BEGIN

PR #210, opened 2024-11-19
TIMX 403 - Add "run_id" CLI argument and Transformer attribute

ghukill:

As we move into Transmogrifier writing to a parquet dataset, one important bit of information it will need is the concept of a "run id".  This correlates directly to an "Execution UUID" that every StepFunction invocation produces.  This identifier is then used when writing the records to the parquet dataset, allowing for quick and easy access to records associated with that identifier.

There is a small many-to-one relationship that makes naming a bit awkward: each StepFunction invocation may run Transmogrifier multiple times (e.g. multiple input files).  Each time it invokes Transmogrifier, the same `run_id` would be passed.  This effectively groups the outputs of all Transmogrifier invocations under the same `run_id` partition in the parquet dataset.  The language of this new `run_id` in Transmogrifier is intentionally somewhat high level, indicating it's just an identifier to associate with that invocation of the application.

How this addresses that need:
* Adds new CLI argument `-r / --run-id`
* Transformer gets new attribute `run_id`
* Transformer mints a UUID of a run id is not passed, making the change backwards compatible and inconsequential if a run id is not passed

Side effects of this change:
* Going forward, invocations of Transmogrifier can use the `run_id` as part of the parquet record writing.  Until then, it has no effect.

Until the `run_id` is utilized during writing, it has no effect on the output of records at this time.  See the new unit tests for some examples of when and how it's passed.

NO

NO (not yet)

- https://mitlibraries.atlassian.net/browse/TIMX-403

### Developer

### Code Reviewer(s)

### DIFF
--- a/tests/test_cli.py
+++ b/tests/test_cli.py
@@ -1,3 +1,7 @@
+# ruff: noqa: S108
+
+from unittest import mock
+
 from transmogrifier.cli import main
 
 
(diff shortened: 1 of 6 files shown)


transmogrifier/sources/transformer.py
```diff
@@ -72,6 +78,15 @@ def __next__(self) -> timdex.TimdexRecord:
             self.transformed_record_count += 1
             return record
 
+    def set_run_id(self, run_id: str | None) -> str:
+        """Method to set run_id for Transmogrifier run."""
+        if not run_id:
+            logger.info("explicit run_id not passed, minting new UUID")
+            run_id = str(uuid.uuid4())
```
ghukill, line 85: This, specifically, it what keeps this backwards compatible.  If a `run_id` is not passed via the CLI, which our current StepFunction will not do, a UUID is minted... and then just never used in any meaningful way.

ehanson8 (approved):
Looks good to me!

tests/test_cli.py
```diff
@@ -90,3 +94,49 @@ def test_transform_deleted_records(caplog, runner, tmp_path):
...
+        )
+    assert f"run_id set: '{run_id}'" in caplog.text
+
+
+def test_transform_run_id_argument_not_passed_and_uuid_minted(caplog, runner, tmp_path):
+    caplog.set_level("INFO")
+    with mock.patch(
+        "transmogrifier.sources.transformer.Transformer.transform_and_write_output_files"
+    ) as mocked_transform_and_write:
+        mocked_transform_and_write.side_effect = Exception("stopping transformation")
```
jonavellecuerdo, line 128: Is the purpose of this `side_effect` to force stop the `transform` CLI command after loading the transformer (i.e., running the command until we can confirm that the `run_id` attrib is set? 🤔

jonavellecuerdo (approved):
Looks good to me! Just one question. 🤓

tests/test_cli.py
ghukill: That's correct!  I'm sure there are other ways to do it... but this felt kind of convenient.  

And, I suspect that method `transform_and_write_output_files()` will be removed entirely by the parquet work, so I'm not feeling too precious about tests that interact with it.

END
BEGIN

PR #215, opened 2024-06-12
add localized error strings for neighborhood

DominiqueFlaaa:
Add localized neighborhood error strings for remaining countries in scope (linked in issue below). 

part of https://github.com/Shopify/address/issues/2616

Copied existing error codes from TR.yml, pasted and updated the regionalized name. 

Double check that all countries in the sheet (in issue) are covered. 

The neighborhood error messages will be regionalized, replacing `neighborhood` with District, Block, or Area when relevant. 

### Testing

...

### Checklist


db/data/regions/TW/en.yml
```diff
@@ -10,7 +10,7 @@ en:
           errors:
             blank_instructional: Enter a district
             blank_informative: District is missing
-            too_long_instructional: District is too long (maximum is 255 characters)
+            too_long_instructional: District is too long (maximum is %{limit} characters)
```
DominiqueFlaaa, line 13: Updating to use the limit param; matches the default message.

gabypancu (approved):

END
BEGIN

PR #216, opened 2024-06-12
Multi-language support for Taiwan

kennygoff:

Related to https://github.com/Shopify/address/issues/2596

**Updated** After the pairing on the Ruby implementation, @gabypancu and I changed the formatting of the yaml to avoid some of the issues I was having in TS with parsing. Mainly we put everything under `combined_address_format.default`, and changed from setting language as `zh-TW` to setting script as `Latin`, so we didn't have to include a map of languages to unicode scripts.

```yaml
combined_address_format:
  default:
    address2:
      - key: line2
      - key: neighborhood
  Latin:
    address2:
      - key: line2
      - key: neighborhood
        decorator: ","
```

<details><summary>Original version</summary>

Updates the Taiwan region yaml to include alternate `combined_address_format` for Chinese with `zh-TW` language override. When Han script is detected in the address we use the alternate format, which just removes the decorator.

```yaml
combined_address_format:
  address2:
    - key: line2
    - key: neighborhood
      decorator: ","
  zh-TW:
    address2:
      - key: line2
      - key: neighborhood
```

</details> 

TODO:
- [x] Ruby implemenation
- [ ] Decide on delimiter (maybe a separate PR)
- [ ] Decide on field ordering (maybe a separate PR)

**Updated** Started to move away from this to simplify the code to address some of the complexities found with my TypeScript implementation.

END

§ **EXERCISE**: Looking at the entries above, copy out every line in which "StepFunction" occurs.

§ **SOLVED PROBLEM**:
As we move into Transmogrifier writing to a parquet dataset, one important bit of information it will need is the concept of a "run id".  This correlates directly to an "Execution UUID" that every StepFunction invocation produces.  This identifier is then used when writing the records to the parquet dataset, allowing for quick and easy access to records associated with that identifier.
There is a small many-to-one relationship that makes naming a bit awkward: each StepFunction invocation may run Transmogrifier multiple times (e.g. multiple input files).  Each time it invokes Transmogrifier, the same `run_id` would be passed.  This effectively groups the outputs of all Transmogrifier invocations under the same `run_id` partition in the parquet dataset.  The language of this new `run_id` in Transmogrifier is intentionally somewhat high level, indicating it's just an identifier to associate with that invocation of the application.
ghukill, line 85: This, specifically, it what keeps this backwards compatible.  If a `run_id` is not passed via the CLI, which our current StepFunction will not do, a UUID is minted... and then just never used in any meaningful way.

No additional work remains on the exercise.